Bazen haset duygusu bizleri tetikleyici güç olarak ayakta tutmaktadır. Haset duygusu öyle bir güçtür ki insanı eyleme sürükleyebilir. Mesela bizden daha başarılı insanlara bakıp "helal olsun, gerçekten güzel işler yapıyor tebrik ederim" dediğimizde imrenmek çizgisinde kaldığımızı söyleyebiliriz. Fakat benim de onun kadar başarılı olma ihtimalim var dediğimiz de ve başarı yolunda gerekli adımları attığımız da haset duygusunun insanı eyleme geçirdiğini yani kuvvetli bir güç olduğunu fark edersiniz. Haset duygusu ve kıskançlık duygusu ilişkilerin nabzını tutsa da hayatın her alanında olduğu gibi fazla doz insanı tehlikelere sürükleyebilmektedir.

Kıskanç insan kaybetmekten korkar. Korkunun fazlası içsel ve dışsal bizleri yıkımlara sürükleyebilir. Fazla kıskançlık karşımızdaki insanlarla bizi kıyaslama noktasına götürebilir. Başka insanların hayatlarına bakarken dalıp gider ve artık kişi kendi hayatına yabancılaşmaya başlar. Yetinme ve şükran duygusunun yitirildiği hayatlarda mutsuzluk kaçınılmazdır.

Haset ve kıskançlık duygusunun olumlu yönlerini görmezden gelmemek gerekir. Fakat bir şeyi değerlendirirken hem olumlu hem olumsuz taraflarını da gözlemlemek faydalı olacaktır. Bir yanıyla da bu duygular yıkıcıdır, açgözlülüğü de peşinden getirecektir.

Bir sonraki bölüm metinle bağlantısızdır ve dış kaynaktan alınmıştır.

PR #336, opened 2023-06-21
DM-37332: Add task to re-interpolate mask planes

enourbakhsh:


ups/meas_algorithms.table
```diff
@@ -10,6 +10,7 @@ setupRequired(pipe_base)
 setupRequired(sconsUtils)
 setupRequired(utils)
 setupRequired(cpputils)
+setupRequired(ip_isr)
```
timj, line 13: This is a bit of a red flag because ip_isr depends on meas_algorithms and so we now get a circular dependency.

enourbakhsh: Correct, and Jenkins failed for the same reason. Is there a better way to do this? My first Jenkins run without this was complaining that it could not import `lsst.ip.isr`.

timj: If your test needs ip_isr it means that the test code is probably going to have to go in ip_isr. I haven't looked in detail into what you are doing so I can't really comment further.

enourbakhsh: @arunkannawadi suggested that I copy some bits of code from `ip_isr` explicitly for now

TallJimbo: If the purpose of the test is to check consistency with `ip_isr`, the test needs to go in `ip_isr` or package that has that and `meas_algorithms` as a dependency, like `pipe_tasks`.  If the code in ip_isr just happens to be convenient for this test, just copy it.

The real test is whether it'd be a problem if you were to copy it and then the `ip_isr` behavior changed to meet ISR's needs without this copy being changed; if it's not a problem, copy away.

parejkoj: Besides the isrMock, I think several things from `lsst/ip/isr/isrFunctions.py` should be moved into afw, meas_base, or meas_algorithms. In particular `transposeMaskedImage`, `createPsf`, `growMasks`, and `makeThresholdMask` all seem like they should live in a more generally-accessible place.

That said, the fact that this depends on `ip.isr.Defects` suggests that the Task itself should live in ip_isr or pipe_tasks, not meas_algorithms.

python/lsst/meas/algorithms/reinterpolate_pixels.py
```diff
@@ -0,0 +1,140 @@
...
+        """
+        mask = exposure.mask
+
+        if self.config.growFootprints > 0 and "SAT" in self.config.maskNameList:
+            # If we are interpolating over an area larger than the original
+            # masked region, we need to expand the original mask bit to the
+            # full area to explain why we interpolated there.
+            from lsst.ip.isr import growMasks
+
+            growMasks(mask, radius=self.config.growFootprints, maskNameList=["SAT"], maskValue="SAT")
```
TallJimbo, line 86: I think this is going to leave those mask planes grown as a side-effect, and I don't think we want that.

If this growing-as-a-side-effect behavior is also what happens in ISR, that might mean we don't need to have the capability to grow at all here, and could remove that config option and the logic that goes with it.

I haven't spotted that as being the case, but I didn't look very carefully, and I'm curious what the motivation for this grow logic was.  If we can get away without the grow here that'd be cleaner, but if there's a reason we expect to need it, we should:
- reverse it after interpolating;
- make the mask planes grown configurable.

python/lsst/meas/algorithms/reinterpolate_pixels.py
```diff
@@ -0,0 +1,140 @@
...
+
+        from lsst.ip.isr import Defects
```
TallJimbo, line 88: I hadn't realized the production code (not just the tests) depended on ip_isr; I think this is something we need to fix.

Given how thin the `Defects.fromFootprintList` method is, you should just copy its implementation here.

python/lsst/meas/algorithms/reinterpolate_pixels.py
```diff
@@ -0,0 +1,140 @@
...
+        """
+
+        psf = self._createPsf(self.config.kernelFwhm)
+        if self.config.fallbackValue is None:
+            fallbackValue = afwMath.makeStatistics(exposure.image, afwMath.MEANCLIP).getValue()
+        else:
+            fallbackValue = self.config.fallbackValue
+        if "INTRP" not in exposure.mask.getMaskPlaneDict():
+            exposure.mask.addMaskPlane("INTRP")
+        maskedImage = MaskedImageF(image=exposure.image, mask=exposure.mask, variance=exposure.variance)
```
TallJimbo, line 119: Instead of making a new `MaskedImage` here, I think you can just pass `exposure.maskedImage` to `interpolateOverDefects`, and then you won't have to assign to `exposure.image` etc. afterwards.

TallJimbo (changes requested):

python/lsst/meas/algorithms/reinterpolate_pixels.py
```diff
@@ -0,0 +1,140 @@
...
+import lsst.pex.config as pexConfig
+import lsst.pipe.base as pipeBase
+from lsst.afw.image import MaskedImageF
+
+
+class ReinterpolatePixelsConfig(pexConfig.Config):
+    """Config for ReinterpolatePixelsTask"""
+
+    kernelFwhm = pexConfig.Field[float](
+        doc="FWHM of double Gaussian smoothing kernel.",
```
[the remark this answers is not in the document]
enourbakhsh: When I passed `None` for the psf parameter in `interpolateOverDefects()`, a TypeError occurred due to incompatible function arguments. The psf parameter specifically requires the `lsst.afw.detection.Psf` type.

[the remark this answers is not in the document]
enourbakhsh: Should we consider passing a dummy psf instead? Doing so would allow us to remove the `kernelFwhm` from the configuration options.

python/lsst/meas/algorithms/reinterpolate_pixels.py
enourbakhsh: I noticed that `Defects.fromFootprintList` returns an instance of the `lsst.ip.isr.Defects` class which belongs to ip_isr. Doesn't copying the implementation of `Defects.fromFootprintList` here mean that I need to remake an entire `lsst.ip.isr.Defects` class here? I'm unsure if this aligns with our intentions.

python/lsst/meas/algorithms/reinterpolate_pixels.py
enourbakhsh: Regarding the motivation for the grow logic, I'm not entirely certain. I followed the logic in `interpolateFromMask()` from `ip_isr` [here](https://github.com/lsst/ip_isr/blob/c3c1122503caa670758387223c53d247d18482f3/python/lsst/ip/isr/isrFunctions.py#L184), where it appears that the grow logic is implemented to ensure that the interpolation covers an expanded region, including the original masked area, when dealing with *saturated pixels*. However, the ticket description suggests that this task needs to be made more reusable without relying on ISR-specific logic.

enourbakhsh: In `interpolateFromMask()`, it appears that the mask planes remain grown and are not reversed back to their original state after the interpolation process.

python/lsst/meas/algorithms/reinterpolate_pixels.py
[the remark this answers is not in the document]
TallJimbo: Yes, if we can't get away with `None`, we should pass a dummy PSF. `lsst.afw.detection.GaussianPsf` is the simplest implementation I know of.

python/lsst/meas/algorithms/reinterpolate_pixels.py
TallJimbo: Instead of making a `Defects` instance, just copy the bit that makes an iterable of ``lsst.meas.algorithms.Defect`, since that iterable is also what you need to pass to `interpolateOverDefects`.

python/lsst/meas/algorithms/reinterpolate_pixels.py
RobertLuptonTheGood: Growing is done for two reasons.   In the column direction you need to grow by one pixel as charge can spill from the last pixel over saturation into its neighbour away from the bright star.  In the row direction, we saw problems with CTE in the serial and "fixed" that by growing in the column direction.   The latter shouldn't be necessary for LSSTCam

python/lsst/meas/algorithms/reinterpolate_pixels.py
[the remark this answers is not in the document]
enourbakhsh: Passing `lsst.afw.detection.Psf()` worked!

python/lsst/meas/algorithms/reinterpolate_pixels.py
enourbakhsh: It worked, but I also needed to map the `lsst.meas.algorithms.Defect` function to each `lsst.afw.detection.footprintToBBoxList(fp)` for `fp` in `fpList` to get `List[lsst.meas.algorithms.Defect]`.

python/lsst/meas/algorithms/reinterpolate_pixels.py
enourbakhsh: Looks like we can assume the SAT mask has already been grown, so there is no need to do it again. However, @natelust suggested keeping the `growFootprints` for SAT mask as a config option (will rename it to `growSaturatedFootprints` for specificity), with a default value of 0. This way, if someone wants to expand the mask even further for some reason, they can. But in that case, I will not be leaving the SAT mask grown after the reinterplation finishes - I'll simply revert this extra mask expansion at the end of the `run()` method.

enourbakhsh: Also, I chatted with @czwa, and he pretty much agrees with Robert's response: "We intentionally grow saturated pixels because they tend to spill over to their neighboring pixels."

python/lsst/meas/algorithms/reinterpolate_pixels.py
enourbakhsh: Done!

python/lsst/meas/algorithms/reinterpolate_pixels.py
```diff
@@ -0,0 +1,140 @@
...
+        default=1,
+    )
+
+    maskNameList = pexConfig.ListField[str](
+        doc="Mask plane name.",
+        default=["SAT"],
+    )
+
+    fallbackValue = pexConfig.Field[float](
+        doc="Value of last resort for interpolation.",
```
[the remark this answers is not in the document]
enourbakhsh: Done!

python/lsst/meas/algorithms/reinterpolate_pixels.py
```diff
@@ -0,0 +1,140 @@
...
+        default=1.0,
+    )
+
+    growFootprints = pexConfig.Field[int](
+        doc="Number of pixels to grow footprints for pixels.",
+        default=1,
+    )
+
+    maskNameList = pexConfig.ListField[str](
+        doc="Mask plane name.",
```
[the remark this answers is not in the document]
enourbakhsh: Done!

parejkoj:
Something very bad happend with one of the commits here. There's a mangled-named file, `et --hard HEAD~q`, that's ~20,000 lines long

enourbakhsh:
> Something very bad happend with one of the commits here. There's a mangled-named file, `et --hard HEAD~q`, that's ~20,000 lines long

@parejkoj, thanks for spotting this, Fixed it!

ups/meas_algorithms.table
TallJimbo: @parejkoj's  last point is now moot: we've removed the dependency of the production code on `ip.isr.Defects`.

I agree that at least some of the things he's mentioned should probably be moved to afw or meas_algorithms; the fact that you've found a few ip_isr routines useful for testing this code does suggest that those in particular should be moved up (probably to meas_algorithms).

But moving code like that requires an RFC, so I think we should leave the test in pipe_tasks for now, and then:
 - open an RFC to move some of that general-purpose ip_isr code to meas_algorithms, with a deprecation period for removing aliases to them from ip_isr;
 - once that RFC is implemented, move the unit test for this ticket to meas_algorithms to keep it closer to the code it tests.

That should be a pretty simple RFC and hence good practice for an important procedure.

TallJimbo (approved):
I think everything from here on out should be straightforward, so I'm marking it as reviewed.  I'm happy to comment more, but don't feel I need to be involved vetting the next round of changes.  I think the next steps are:

- Remove the grow logic (I think that's better than disabling it, as it's unlikely to ever be enabled and unused code is not good).
- File some tickets: an RFC to move ip_isr utility functions to meas_algorithms, and another to make the growing of the SAT mask in ISR to be a separate routine rather than a side-effect of interpolatoin.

Haset duygusunun itici gücünden faydalanan bir birey kendi hayatı için elinden gelen çabayı gösterdikten sonra karşısına çıkan tüm sonuçları içtenlikle kabul eder. Sonuçların beklediğinin tersine çıkması onu büyük ruhsal ve fiziksel yıkımlardan uzak tutar.

Aradaki ince çizgiyi görmeli ve o çizginin neresinde olduğumuzu soralım her gün kendimize..

Aile, iş, aşk, arkadaşlık gibi tüm ilişkilerde bu soruyu sormak kendimize, varoluşumuzu yaşarken iyileşerek yola devam etmemizi sağlayacaktır.